Through the crystal ball

by The Philosophical Fish

I’m in a strange place right now and I haven’t been able to quite put my finger on what I am feeling.

Frustrated, yes.

Angry, of course.

Demoralized, check.

Exhausted, you bet.

But it’s not that.

While mulling over the strange head space I’ve been in and trying to analyze why I am not completely losing my mind of current circumstances I realized something.

I’ve always known what comes next.

When I bailed on university two years in, I knew a move to Vancouver and trade school was next.

When I finished trade school and bailed on my job at the salon, I knew finishing my undergraduate degree was next.

When I finished my undergrad I had a brief few weeks of wondering what was next and then I walked by a posting in the window of an aquarium shop and had a job on the spot.

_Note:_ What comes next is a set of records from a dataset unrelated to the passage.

PR #3988, opened 2025-05-22
Change the behavior of LogView read function

MathieuDutSik:
## Motivation

The function `read` of the `LogView` is restricting the range on input. That behavior is at odds with the one of other containers where we return an error on incorrect input. Moreover, there is no use case for handling incorrect range on input.

## Proposal

An incorrect range error is returned when the input range is incorrect.

## Test Plan

The CI. The tests have to be addressed for the change of API.

## Release Plan

## Links

Help.

### DIFF
--- a/linera-service/src/proxy/grpc.rs
+++ b/linera-service/src/proxy/grpc.rs
@@ -333,7 +333,7 @@ where
     /// Returns the appropriate gRPC status for the given [`ViewError`].
     fn error_to_status(err: ViewError) -> Status {
         let mut status = match &err {
-            ViewError::TooLargeValue | ViewError::BcsError(_) => {
+            ViewError::TooLargeValue | ViewError::BcsError(_) | ViewError::IncorrectRange => {
                 Status::invalid_argument(err.to_string())
             }
             ViewError::StoreError { .. }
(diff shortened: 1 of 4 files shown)


linera-service/src/proxy/grpc.rs
```diff
@@ -333,7 +333,7 @@ where
     /// Returns the appropriate gRPC status for the given [`ViewError`].
     fn error_to_status(err: ViewError) -> Status {
         let mut status = match &err {
-            ViewError::TooLargeValue | ViewError::BcsError(_) => {
+            ViewError::TooLargeValue | ViewError::BcsError(_) | ViewError::IncorrectRange => {
                 Status::invalid_argument(err.to_string())
             }
             ViewError::StoreError { .. }
```
ma2bd, line 339: Afaict the GRPC status INVALID_ARGUMENT doesn't apply to any `ViewError`: https://grpc.io/docs/guides/status-codes/

ma2bd: In fact all `ViewError`s are INTERNAL_ERROR except maybe those that will be moved to `StorageError` and capture a NOT_FOUND concept

ma2bd (changes requested):
I don't really see why the current API is problematic. When ranges can be open, the underlying semantic is necessarily the intersection of existing indices with the range.

MathieuDutSik:
This PR has not reached consensus.
When querying more values than available, it would have made sense to report an error or null entries.
But that is not the consensus here.
So, the PR is killed.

After a short period of that, I knew a Masters degree was next.

After the Masters I knew being a technician in two physiology labs was next.

Then I knew a PhD was next.

Before the end of the PhD I knew that teaching at a university was next.

To be fair, when that went sideways there was a hiccup and I didn’t know what was next, but I was also fairly fresh out of school and my career path of choice had just been completely derailed, but I got back on track fairly quickly with a bit of assistance from one or two people and then a few other things came next in quick succession until I secured a term with my current employer. Lots of hiccups there over the years, but it settled into something quasi-predictable.

But now I am not sure what comes next.

Not in an “Oh my god” way. More of a “Huh! I’m not actually sure what happens after April 1st.”

I’m not entirely wigged out about it, it’s a weird sense of curiosity. I just don’t know what happens next.

The photo?

Nothing to do with any of that.

I intended to take a photo using a crystal ball as a metaphor, but when I held it up some of the books on one of my shelves peered through at me.

A good selection actually.

Burnt Out, Quiet; Stolen Focus; At a Loss for Words: Conversation in the Age of Rage; The Death of Expertise; Invisible Women; Unlikeable Female Characters; Ctrl Hate Delete; What She Said; Hagitude; I’m Right and You’re an Idiot …..

All excellent books.

And then I went on a random tangent when my fingers hit the keys and all that fell out.